### Task statement
Line count for the string "with" in the records below: report that figure and nothing else.

### Data provided
PR #440, opened 2024-11-06
refactor: Replace `consola` with `pino`

### LINKED ISSUE #124: [REFACTOR] Improve logging

tklein1801:
So far, the options for customizing in logging are very limited or only log-level and activation can be set. It should be discussed which aspects of the logger should be configurable by the user

closes #124


tklein1801:
#124

tklein1801:
@Bekacru just resolved the merge conflict. Do you mind running the CI again?

Bekacru:
Sure. Also please remove pkg-lock.json and the pnpm lock file too. And remove any new deps since we're not using them.

tklein1801:
Sure. Done.

tklein1801:
Sure. Should be it.

Bekacru:
My current concern is that this will remove the nice greenish success message in the CLI for migrate and generate. Maybe we could have the CLI use the consola logger directly instead, since it can't be configured. If you could make this change, this will be good to go!

tklein1801:
Sure, let me look at that. Currently, however, Consola should already be used because, as you wrote, an unconfigured logger is imported from better-auth and therefore the standard handler (Consola) should be used.

I will check the behavior again and make changes if necessary.

packages/cli/src/commands/generate.ts
```diff
@@ -124,7 +124,7 @@ export async function generateAction(opts: any) {
 			options.output || path.join(cwd, schema.fileName),
 			schema.code,
 		);
-		logger.success(`🚀 Schema was generated successfully!`);
+		logger.info(`🚀 Schema was generated successfully!`);
```
Bekacru: Here it should be `success` instead

packages/cli/src/commands/generate.ts
```diff
@@ -97,7 +97,7 @@ export async function generateAction(opts: any) {
 			} else {
 				await fs.appendFile(path.join(cwd, schema.fileName), schema.code);
 			}
-			logger.success(
```
Bekacru: same here

packages/cli/src/commands/generate.ts
```diff
@@ -152,7 +152,7 @@ export async function generateAction(opts: any) {
 		options.output || path.join(cwd, schema.fileName),
 		schema.code,
 	);
-	logger.success(`🚀 Schema was generated successfully!`);
+	logger.info(`🚀 Schema was generated successfully!`);
```
Bekacru: here

packages/cli/src/commands/migrate.ts
```diff
@@ -102,7 +102,7 @@ export async function migrateAction(opts: any) {
 	spinner?.start("migrating...");
 	await runMigrations();
 	spinner.stop();
-	logger.success("🚀 migration was completed successfully!");
+	logger.info("🚀 migration was completed successfully!");
```
Bekacru, line 105: here as well

packages/cli/src/utils/get-config.ts
```diff
@@ -140,7 +140,6 @@ export async function getConfig({
 							config.auth?.options || config.default?.options || null;
 						if (!configFile) {
 							logger.error("[#better-auth]: Couldn't read your auth config.");
-							logger.break();
```
Bekacru, line 144: you can change this to just empty `console.log("")` instead

Bekacru (changes requested):

tklein1801:
Sorry, I misunderstood you. How about the following solution?
We reintroduce the log level `success` for Consolas to make it possible to output successful messages, but if a custom logger is implemented, success is replaced by info as the log level, as success does not technically exist as a log level.

tklein1801:
I made a mistake with the log-Level the get-config.ts file inside the cli Package. 

Will fix later

tklein1801:
Done. Everything should be set now

Bekacru:
hey @tklein1801 please update the snapshot

tklein1801:
Hi @Bekacru, I've already done this. I am still looking at the other two failed tests

tklein1801:
**Test `oauth.test.ts` `oauth2 - should handle server error during OAuth flow`**

Runs into `cookie-utils.ts` and stopps right here

I think if the process cannot continue due to an error, an error should be thrown.
```ts
if (!name || value === undefined) {
  console.warn(`Malformed cookie: ${cookieString}`);
  return;
}
```

tklein1801:
Well, I'll be honest... It took me a while to work out where the error was. 
Build and test are succeeding in local...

### Completed exercise
2